Собиратель бабочек
Собиратель бабочек читать книгу онлайн
Роман выстроен вокруг метафоры засушенной бабочки: наши воспоминания – как бабочки, пойманные и проткнутые булавкой. Йоэл Хаахтела пытается разобраться в сложном механизме человеческой памяти и извлечения воспоминаний на поверхность сознания. Это тем более важно, что, ухватившись за нить, соединяющую прошлое с настоящим, человек может уловить суть того, что с ним происходит. Герой книги, неожиданно получив наследство от совершенно незнакомого ему человека, некоего Генри Ружички, хочет выяснить, как он связан с завещателем. По крупицам он начинает собирать то, что осталось от Ружички, идет по его следам, и оказывается, что, став обладателем чужого дома и чужих вещей, он на самом деле получает ключ к своему прошлому. Йоэл Хаахтела (р. 1972) – финский писатель и психиатр. Автор семи романов, за один из них – «В семь часов на перекрестке» был удостоен литературной премии фонда «Олви» (2002).
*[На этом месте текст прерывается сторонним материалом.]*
PR #241, opened 2025-03-06
More relaxed logfile validation

sirrus233:
Should handle a few known cases where logfiles fail our validation:

* Windows style line endings
* Manually edited logs where passwords are inserted on the first lines
* Older client versions which can output some additional info prior to the "silent null" header we look for


chelseaSchmidt (commented):
💯 🎉

PR #244, opened 2025-03-15
Amazonka logging

### LINKED ISSUE #106: Replace Amazonka custom logger with standard app logger

sirrus233:
Resolves #106 

The Amazonka library (which handles all our AWS interactions for the backend) has its own logger, which doesn't interop with the logger we use for the rest of the app. This just provides a compatibility layer so that all the logging happens through our normal logger.

### DIFF
--- a/backend/src/Logging.hs
+++ b/backend/src/Logging.hs
@@ -59,8 +59,10 @@ fromAwsLogLevel AWS.Debug = LevelDebug
 fromAwsLogLevel AWS.Info = LevelInfo
 fromAwsLogLevel AWS.Error = LevelError
 
-toAwsLogger :: Logger -> AWS.Logger
-toAwsLogger logger awsLevel builder = log logger (fromAwsLogLevel awsLevel) (toLogStr builder)
+toAwsLogger :: LogLevelFilter -> Logger -> AWS.Logger
+toAwsLogger logFilter logger awsLevel builder = when (logFilter "" logLevel) (log logger logLevel (toLogStr builder))
+  where
+    logLevel = fromAwsLogLevel awsLevel
 
 log :: Logger -> LogLevel -> LogStr -> IO ()
 log logger = logger defaultLoc ""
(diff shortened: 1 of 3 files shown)


backend/src/Logging.hs
```diff
@@ -52,6 +53,17 @@ fileLogger path = do
...
   pure $ \_ _ level msg -> logger (\time -> formatLogMsg time level msg)
 
+fromAwsLogLevel :: AWS.LogLevel -> LogLevel
+fromAwsLogLevel AWS.Trace = LevelDebug
+fromAwsLogLevel AWS.Debug = LevelDebug
+fromAwsLogLevel AWS.Info = LevelInfo
+fromAwsLogLevel AWS.Error = LevelError
+
+toAwsLogger :: LogLevelFilter -> Logger -> AWS.Logger
+toAwsLogger logFilter logger awsLevel builder = when (logFilter "" logLevel) (log logger logLevel (toLogStr builder))
```
chelseaSchmidt, line 63: No productive feedback, just learning things! Was thrown because the function signature looks like it accepts 2 args, but there are 4 params?? And then looked at the types and realized AWS.Logger is a type of function that accepts 2 params, so when `toAwsLogger logFilter logger` is called in `Server.hs`, the result is a partially applied function matching the AWS.Logger function type. My Haskell lesson for the day ✔️

chelseaSchmidt (approved):
🚢

backend/src/Logging.hs
sirrus233: Yep! Basically just one of many ways to write a function that returns a function. I could have also written a two argument version that more explicitly defines and returns a different two argument function - perhaps that would have been clearer?

Nice work reading this and checking the type for more understanding when it looked weird. Your Haskell-fu has gotten so much stronger 💪

chelseaSchmidt: Ohhh it's like a decorator, that didn't even click when I wrote it out. And it was written totally clearly IMO, sometimes no amount of clarity can fix a newbie! Yay, thank you! 🙇‍♀️ 🎉

PR #245, opened 2025-03-15
Fix incorrect S3 key naming

### LINKED ISSUE #243: Game report links have the wrong name
Winner is always first and loser is always second - wrong args given to the function

sirrus233:
Resolves #243


chelseaSchmidt (approved):
💍 🌋

PR #246, opened 2025-03-16
Frontend leagues filter in game reports table

chelseaSchmidt:
| No selections, closed | Open | After clicking "Any league" | After clicking "No league" | With selections, closed |
|-|-|-|-|-|
| image | image | image | image | image |

- This was super quick to implement until I dove into the "any league" and "no league" options - hopefully establishing a pattern with this PR will make the other filters progressively faster!

- I didn't get fancy with the "any league" option; it's just a button that selects all the leagues for you (e.g. it doesn't deselect all leagues if you reclick, or flip to highlighted if you manually select all leagues - etc.)

- The "No league" option was weird. I included a backend adjustment for translating the meaning of an empty list, and also realized we don't have a way to filter for a mix of no-league and league - e.g. "game reports with no league OR with the WoME league". Maybe that would look like `[null, WoMELeague, ..etc]`, which would require more backend finagling than I wanted to do at the moment, and I don't think there's an urgent need 😬

### DIFF
--- a/backend/src/Database.hs
+++ b/backend/src/Database.hs
@@ -122,7 +122,9 @@ toFilterExpression report spec = foldr ((&&.) . fromMaybe (val True)) (val True)
             &&. ((report ^. GameReportWinnerId ==. val player2) ||. (report ^. GameReportLoserId ==. val player2))
     winnerFilter = toFilter report GameReportWinnerId spec.winners
     loserFilter = toFilter report GameReportLoserId spec.losers
-    leagueFilter = toFilter report GameReportLeague (map Just <$> spec.leagues)
+    leagueFilter = case spec.leagues of
+      Just [] -> Just (isNothing_ (report ^. GameReportLeague))
+      _ -> toFilter report GameReportLeague (map Just <$> spec.leagues)
 
 getAdminBySessionId :: (MonadIO m, MonadLogger m) => Text -> DBAction m (Maybe (Entity Admin))
 getAdminBySessionId sessionId = lift . getBy . UniqueAdminSessionId $ Just sessionId
--- a/frontend/src/TableFilter.tsx
+++ b/frontend/src/TableFilter.tsx
@@ -37,6 +37,30 @@ export default function TableFilter<O extends Option>({
         (o) => o !== undefined
     );
 
+    const isAllOption = (option: Option) =>
+        !!allOption && isOptionEqual(option, allOption);
+
+    const isEmptyOption = (option: Option) =>
+        !!emptyOption && isOptionEqual(option, emptyOption);
+
+    const isSpecialOption = (option: Option) =>
+        isAllOption(option) || isEmptyOption(option);
+
+    function translateSelections(selections: O[]): O[] {
+        const normalSelections = selections.filter((o) => !isSpecialOption(o));
+
+        if (selections.find(isAllOption)) {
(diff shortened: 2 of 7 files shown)


backend/src/Database.hs
```diff
@@ -122,7 +122,9 @@ toFilterExpression report spec = foldr ((&&.) . fromMaybe (val True)) (val True)
             &&. ((report ^. GameReportWinnerId ==. val player2) ||. (report ^. GameReportLoserId ==. val player2))
     winnerFilter = toFilter report GameReportWinnerId spec.winners
     loserFilter = toFilter report GameReportLoserId spec.losers
-    leagueFilter = toFilter report GameReportLeague (map Just <$> spec.leagues)
+    leagueFilter = case spec.leagues of
```
sirrus233, line 125: I worry slightly about the semantics of our FilterSpec type getting too tricky/complicated as we continue to add these kinds of corner cases - but I think this is excellent for now.

frontend/src/TableFilter.tsx
```diff
@@ -53,12 +63,37 @@ export default function TableFilter<O extends string | MenuOption>({
...
-                        onChange={(_, values) => onChange(values)}
+                        onChange={(_, values) => {
+                            const cleanedValues = values.filter((value) => {
+                                return !(
+                                    isOptionEqual(value, allOption) ||
+                                    isOptionEqual(value, emptyOption)
+                                );
+                            });
+
+                            onChange(
```
sirrus233, line 79: ⛏️ this might be easier to read as an extracted function with if/else instead of the chained ternaries.

frontend/src/TableFilter.tsx
```diff
@@ -83,3 +118,11 @@ export default function TableFilter<O extends string | MenuOption>({
         </th>
     );
 }
+
+function isOptionEqual(a?: Option, b?: Option) {
```
sirrus233, line 122: Why are the arguments to this equality checker optional? When might I want to compare something to nothing, or nothing to nothing?

sirrus233 (approved):
Some tough design decisions here, but overall I like them. I think this is a really great next step, and hopefully will generalize out to more filters. Awesome 🎉

backend/src/Database.hs
chelseaSchmidt: Sweet! Yeah totally see that, it doesn't feel super extensible. Will be on the lookout for refactor opportunities as we add more filters 💭

frontend/src/TableFilter.tsx
chelseaSchmidt: The `allOption` and `emptyOption` passed into `TableFilter` are optional; making the equality checker allow undefined options saves some repeated checking of whether or not `allOption` and `emptyOption` exist. (But actually in looking at it, only the second arg actually needs to be optional to get this benefit, so I'll remove the `?` from the first one!)

chelseaSchmidt: P.S. ended up making the second arg required too as part of adjusting the code for your other comment - it ended up a lot clearer I think 🎉

frontend/src/TableFilter.tsx
chelseaSchmidt: Fixed this - a little bit wordier now but a thousand times more readable 🫠

PR #253, opened 2025-03-19
Extract repeated HTTP request state management into a hook

chelseaSchmidt:
Some groundwork before #67 - extracts some repetitive state management code into a hook before sticking similar state management for the 4th/last network call into the app root.


sirrus233 (approved):
Nice!

Issue #130, opened 2025-01-07
Refresh leaderboard and game reports after any form submission


chelseaSchmidt:
Game reports are refreshed anyway for now, but after completing #67, will need to make it explicit

PR #255, opened 2025-03-22
Load game reports in app root

### LINKED ISSUE #67: Move `GET` endpoint requests to root app level to reduce network calls

chelseaSchmidt:
Resolves #67


sirrus233 (approved):
Looks good to me - but can you help with my remedial react.. This means that the first page of reports will be loaded upon hitting the app for the first time, and then again.. when?

chelseaSchmidt:
When a user:
- Hits the "refresh" button
- Changes the page
- Applies a filter
- In future, #130

I should check - is this the desired behavior?

PR #257, opened 2025-03-27
Add/update landing page links

### LINKED ISSUE #248: Add league rules to site
Either on homepage, league page, or both.

https://docs.google.com/document/d/1T2OIOfU9vlSJQd0xPoivFmHOUTvPOa1jjtaiN2vrHAQ/edit?usp=sharing

chelseaSchmidt:
Resolves #248 

Added `League Rules` under the `Rules Clarifications and FAQ` section, and also added a new `Technical Support` section with a couple links, since I've been meaning to and was in the area. And I updated the discord invite link - I think the current link is to an expired invite, but this new one doesn't expire.

I have plans to make the landing page prettier instead of a single column down the center like this - I like the current layout for mobile, but for desktop screen sizes, it would be cool to use a bit more of the horizontal space instead of needing to scroll.

image

### DIFF
--- a/frontend/src/App.tsx
+++ b/frontend/src/App.tsx
@@ -281,7 +281,7 @@ function Home() {
                     },
                     {
                         label: "Discord",
-                        href: "https://discord.gg/yZxQF4fK",
+                        href: "https://discord.gg/DUdcpdyNMm",
                         isDownload: false,
                     },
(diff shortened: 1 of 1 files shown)


sirrus233 (approved):
Thank you so much, Chelsea!

PR #259, opened 2025-03-29
Move leaderboard year selector adjacent to yearly stats header

### LINKED ISSUE #113: Make it more clear that year pertains only to annual stats

chelseaSchmidt:
Resolves #113 

I want the longer term solution to be (1) do my planned tables refactor, (2) make the filter bar currently used by game reports a reusable component for the leaderboard table, (3) make `year` a filter in the leaderboard filter bar. But this should do in the meantime.

image

image


sirrus233 (approved):
This is great. A big improvement with not too much effort. I agree it serves nicely for now.

PR #261, opened 2025-03-30
Display preselected "ladder" option for rated game type selection

### LINKED ISSUE #220: Folks seem to find the wording of Rated / Unrated to be terribly confusing

chelseaSchmidt:
Resolves #220 I think! Displays a preselected button that says "ladder" when "rated" is chosen. The button is permanently selected, and isn't actually hooked up to state; it's purely for UX.

image

### DIFF
--- a/frontend/src/GameReportForm/index.tsx
+++ b/frontend/src/GameReportForm/index.tsx
@@ -48,7 +48,7 @@ import Autocomplete from "../Autocomplete";
 import ErrorDisplay from "../ErrorDisplay";
 import FileUpload from "../FileUpload";
 import FormElement from "../FormElement";
-import MultiOptionInput from "../MultiOptionInput";
+import MultiOptionInput, { MultiOptionInputItem } from "../MultiOptionInput";
 import SelectNumericOptionInput from "../SelectNumericOptionInput";
 import SingleOptionInput from "../SingleOptionInput";
 import TextInput from "../TextInput";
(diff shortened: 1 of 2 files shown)


frontend/src/GameReportForm/index.tsx
```diff
@@ -272,6 +272,14 @@ function GameReportForm({
                         current={formData.competition.value}
                         onChange={handleInputChange("competition")}
                         validate={validateField("competition")}
+                        fakeOptions={
+                            <MultiOptionInputItem
+                                checked
+                                value="Ladder (required)"
```
sirrus233, line 278: 🚲 Do you think we need the "(required)"? Or is that sufficiently implied by the fact that you cannot untick the box? Could it be confusing?

sirrus233 (approved):

frontend/src/GameReportForm/index.tsx
chelseaSchmidt: On the fence, was thinking if someone tries to untick the box because they don't understand that "rated" == "ladder", and find they can't uncheck the box, they might think it's buggy as a result. Is that a realistic outcome? Or will people get it?

chelseaSchmidt: moved to discord

Issue #129, opened 2025-01-07
Leaderboard and Game Reports table styling


chelseaSchmidt:
- [x] Pin the column headers
- [ ] Cut off variable size cells with ellipses and display full contents in a hover tooltip or modal
- [x] Replace emojis with real icons?

chelseaSchmidt:
I was leaving this open to account for limiting the variable width of captured-settlement columns, but with the UI change in progress in #289, that column is going in a different direction UI-wise. So gonna go ahead and close 👍

Issue #128, opened 2025-01-07
Table filtering and searching


chelseaSchmidt:

chelseaSchmidt:
Suggestion: `e.g. all games that ira played in, all games between ira and bhilly, all T1 league matches from 2024, all games with an interest rating of 10, etc. and be able to mix and match those`

sirrus233:
Feature Request:
On the Game Results page, allow the visitor to filter/select different games, and then download just that. Or, have a few presets. For example, I'd love to be able to easily download:
Games with logs, AND
Games between players that are both rated 600 or higher as the side that they played, AND
Games with 2+ action tokens, AND
Games with FP military victories

etc.  Ideally, the filters would be:
Has a log
Minimum rating of at least one player (or both players), for the side they played in that game
Type of victory
Base vs. expansions
Turns taken
Interest rating
Date range of when the game was played
Player name

And then I can click "download" right there and I get all the logs in a zip.

sirrus233:
Further request from Ira, copied from discord:

On the game-reports page, allow the visitor to filter the reports. In approximate order of highest value filter to lowest value filter:
Game log exists (checkbox)
Game type (can select 1 or more)
Victory Type (can select 1 or more)
Current rating of winner (greater than, less than) XXXX   (or if it's easier, you could do rating of winner at time game was played)
Current rating of loser (greater than, less than) XXXX
Turn (greater than, less than, equal to) XX
Interest Rating (greater than, less than) XX
Initial eyes (greater than, less than, equal to) XX
Aragorn crowned (greater than, less than, equal to) XX
Tokens (greater than, less than, equal to) XX
Dwarven Rings (greater than, less than, equal to) XX
Player A name (matches with winner or loser)
Player B name (matches with winner or loser)
Timestamp (before, after, on)  (and if you're really fancy, then within +/- XX days of a specified date)

And then, the visitor can click a button to download all the logs that meet the filter. Or maybe the top X on this page, if there's a limit about downloading a nice zip file of logs.

ira212:
Seems like you might be making progress on this? Even if it's not fully done, it would be so great to get even a few more filters. For example, I recently played a game with 7 dwarven rings. I wanted to find other games with a high number of Dwarven Rings, but there's basically no way to do that.

Thank you for all your work on this! My main use case for the game records is to look at other games and try to learn from them. So being able to filter and search through them is super valuable to me. Thank you!

sirrus233:
[...]

PR #276, opened 2025-05-03
Use custom table component for game reports

### LINKED ISSUE #96: Fix tables rendering performance
Might be easiest to make a custom table component rather than using Material UI's

### LINKED ISSUE #168: Keep game report number and player columns on screen when scrolling right

chelseaSchmidt:
~Such draft,~ very refactor

~WIP, just opening as a draft so I can review easier!~

Resolves #168
Resolves #96
Makes progress on #129
Will make #128 ~a lot~ a little? easier

Sorry for this. Diff is a lot. I'm pleased with my table now. The only significant **visible** difference is pinned columns (pinned through `pairing` on desktop and through `edit` on mobile), which is a nice win; the rest is invisible refactoring.

Screenshots of the column pinning:

image

image

### DIFF
--- a/frontend/src/GameReports.tsx
+++ b/frontend/src/GameReports.tsx
@@ -1,17 +1,13 @@
-import React, { CSSProperties, ReactNode, useState } from "react";
+import React, { ReactNode, useState } from "react";
 import Box from "@mui/joy/Box";
-import CollapseIcon from "@mui/icons-material/KeyboardArrowDown";
 import EditIcon from "@mui/icons-material/EditTwoTone";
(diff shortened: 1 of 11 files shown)


chelseaSchmidt:
Converted from draft, ready for review but only as much as your interest extends, a lot of moving of code and CSS in this one 😬

sirrus233 (approved):
I finally looked this over, and it LGTM!!! It's obviously a lot of changes, just from line count, so I focused mainly on seeing if I noticed anything obviously wrong. If there's anything you specifically think I should zero-in on, let me know and I'll take a closer look. Otherwise... :ship: :rocket: :tada:

PR #287, opened 2025-07-25
Add reminders to README for when chelsea forgets stuff

chelseaSchmidt:


backend/README.md
```diff
@@ -1,8 +1,10 @@
-# Setup
+# Run
 
 - `cd` into this directory
 - `cabal update`
-- `cabal build` or `cabal run`
+- `cabal run server dev`
```
sirrus233, line 5: Does this actually work? I would think you'd need to add a `--` to signify the end of arguments to `cabal` and the start of arguments to the binary. So like:

`cabal run server -- dev`

chelseaSchmidt: It does work! I discovered that both work for me, idk why the `--` isn't needed

chelseaSchmidt: Let me just update it to be the proper one anyway though

sirrus233 (approved):

PR #288, opened 2025-07-27
More filters

sirrus233:
This is intended to start addressing #128 

I've enhanced the filter spec type to support filtering on most of the remaining GameReport fields. Unfortunately, I haven't tested it, mostly because there isn't a very easy way to do so without having a facility to send requests to myself with the new spec (better unit testing could cover this easily, but we're not setup to run unit tests against data from the database, because we're bad).

I sort of intended this PR to be a collab PR where the frontend could be build/tested along with the backend, and then deployed together.

Another note: currently this does not filter on strongholds, victory points, expansions, or competition type.

Strongholds, competition type, and expansions are all stored as serialized lists in our DB, rather than normalized into separate tables. So it's hard to write a good query. This was some laziness during the DB design phase,  which is biting now. Will need a future database migration to perform the normalization, and then we can do these queries.

Victory points are hard to query, because we actually compute them (from the strongholds) on the FE! Oops. so also probably out of scope for this PR.


backend/src/Database.hs
```diff
@@ -111,20 +116,83 @@ toFilterExpression ::
...
+      InequalityFilter EQ a -> (entity ^. field) ==. val a
+    toMaybeInequalityFilter ::
+      (PersistEntity e) =>
+      SqlExpr (Entity e) -> EntityField e (Maybe Int) -> Maybe InequalityFilter -> SqlExpr (Value Bool)
+    toMaybeInequalityFilter entity field = \case
+      Nothing -> isNothing_ (entity ^. field)
+      Just (InequalityFilter LT a) -> (entity ^. field) <. (just . val $ a)
+      Just (InequalityFilter GT a) -> (entity ^. field) >. (just . val $ a)
+      Just (InequalityFilter EQ a) -> (entity ^. field) ==. (just . val $ a)
+    toListFilter ::
```
sirrus233, line 134: This is what used to just be called `toFilter`

Note that the type of the function has changed - it no longer expects values wrapped in a functor, but rather just the values themselves. This whole function can then be fmapped inside whatever functor it needs to be, when it is called. That seemed cleaner to me.

backend/src/Database.hs
```diff
@@ -111,20 +116,83 @@ toFilterExpression ::
   SqlExpr (Value Bool)
 toFilterExpression report spec = foldr ((&&.) . fromMaybe (val True)) (val True) filterList
   where
-    toFilter entity field values = ((entity ^. field) `in_`) . valList <$> values
```
sirrus233, line 114: renamed, see below

backend/src/Database.hs
```diff
@@ -111,20 +116,83 @@ toFilterExpression ::
...
         (player1, Just player2) ->
           ((report ^. GameReportWinnerId ==. val player1) ||. (report ^. GameReportLoserId ==. val player1))
             &&. ((report ^. GameReportWinnerId ==. val player2) ||. (report ^. GameReportLoserId ==. val player2))
-    winnerFilter = toFilter report GameReportWinnerId spec.winners
-    loserFilter = toFilter report GameReportLoserId spec.losers
-    leagueFilter = case spec.leagues of
-      Just [] -> Just (isNothing_ (report ^. GameReportLeague))
-      _ -> toFilter report GameReportLeague (map Just <$> spec.leagues)
+    timestampFilter =
+      spec.timestamp <&> \case
```
sirrus233, line 166: If you don't recall `<&>`, it's just argument flipped `<$>`

backend/src/Database.hs
```diff
@@ -111,20 +116,83 @@ toFilterExpression ::
...
+      spec.leagues <&> \case
+        [] -> isNothing_ (report ^. GameReportLeague)
+        leagues -> toListFilter report GameReportLeague . map Just $ leagues
+    tokensFilter = toInequalityFilter report GameReportActionTokens <$> spec.tokens
+    dwarvenRings = toInequalityFilter report GameReportDwarvenRings <$> spec.dwarvenRings
+    corruption = toInequalityFilter report GameReportCorruption <$> spec.corruption
+    mordor = toMaybeInequalityFilter report GameReportMordor <$> spec.mordor
+    aragorn = toMaybeInequalityFilter report GameReportAragornTurn <$> spec.aragorn
+    treebeard =
+      spec.treebeard <&> \case
```
sirrus233, line 187: Sort of opinionated on this one: I'm assuming a filter of `Treebeard = False` should give all games in which Treebeard was available but not mustered, AND all games that didn't use the Treebeard expansion at all. But willing to change this if you prefer different semantics.

backend/src/Types/Api.hs
```diff
@@ -307,12 +307,42 @@ fromLeagueGameStatsMap playerId =
 
 type ExportResponse = (Headers '[Header "Content-Disposition" String]) (SourceIO StrictByteString)
 
+data TimestampFilter = Before UTCTime | After UTCTime | Between UTCTime UTCTime deriving (Generic)
+
+instance FromJSON TimestampFilter
+
+data InequalityFilter = InequalityFilter Ordering Int deriving (Generic)
```
sirrus233, line 314: From the base library, `data Ordering = GT | LT | EQ`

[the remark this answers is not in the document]
sirrus233: That's a good question. The `FromJSON` class is what defines a function to deserialize raw JSON data into a type that has an instance of the class. Our `FromJSON` instance for TimestampFilter is derived automatically for us - which is magic provided by the `deriving (Generic)` addendum. So we need to look up how Generic instances of FromJSON are defined on product types. I'll dig into that a bit

backend/src/Database.hs
chelseaSchmidt: Okay yes that makes sense! Not valuable in that case even if it were easy, I wasn't thinking realistically about the data

backend/src/Types/Api.hs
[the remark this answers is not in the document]
chelseaSchmidt: Switched to Discord but closing out here, thank you for the details! Will make sure to encode these as frontend types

На русский язык произведения автора переводятся впервые.
Внимание! Книга может содержать контент только для совершеннолетних. Для несовершеннолетних чтение данного контента СТРОГО ЗАПРЕЩЕНО! Если в книге присутствует наличие пропаганды ЛГБТ и другого, запрещенного контента - просьба написать на почту [email protected] для удаления материала
С минуту я постоял на площади, почти пустой. Я оглядел окружающие площадь здания-колоссы, и ничто в них не напоминало о том, что это место когда-то было сердцем кипящего жизнью города, где в начале 1920-х бродил герой Альфреда Дёблина неудачник Франц Биберкопф, пока не потерял сначала руку, а потом и жизнь.
На другой стороне площади сохранились «часы мира», своего рода достопримечательность — может быть, потому, что они были единственным местом, возле которого жители Восточного Берлина могли представить себе, что путешествуют за границу. Часы показывали время в разных часовых поясах, медленно поскрипывали в своем ржавом корпусе, как будто само время зависело от того, придет ли часовой мастер позаботиться о нем.
Пока я разглядывал эту страшную конструкцию, мне вспомнилась услышанная много лет назад история об одном богатом человеке, который боялся ночи. Он решил проблему, постоянно перелетая из одного часового пояса в другой и всегда перемещаясь на запад. Я представил себе его, одиноко сидящего в самолете, утонувшего в кресле, он наблюдает за тем, как свет дня меркнет позади него, и с ужасом провожает взглядом каждый угасающий лучик солнца. Он гнал себя по миру, и кошмар начинал потихоньку отпускать его, когда серебряное крыло самолета снова блестело в лучах утренней зари. В мире этого человека господствовал вечный день. Впрочем, я не знаю, когда же он спал.
Отель находился у самой площади Александерплац, на пересечении Молльштрассе и Отто-Браун-Штрассе. Я заполнил у администратора несколько бланков, и меня проводили в номер на девятом этаже. Я поднялся на лифте, прошел по душному коридору, пол которого был покрыт коричневым линолеумом. Было около десяти часов. Я повесил рубашку в шкаф, перебрал лежавшие на столе спичечные коробки, шоколадные конфеты, рекламные листовки, все то, что призвано было создать ощущение дома. Прошелся взад-вперед по комнате, на мгновение присел в плюшевое кресло, затем переместился на кровать. Из открытого окна доносился шум улицы, хор автомобилей, которые срывались с места при смене сигнала светофора на перекрестке. Я различал вдалеке детский крик, слушал басовитый гул столицы, иногда затихающий, но никогда не исчезающий совсем, так же, как никогда не прекращается сверкание огней вокруг городов, которое видно издалека за километры, десятки километров.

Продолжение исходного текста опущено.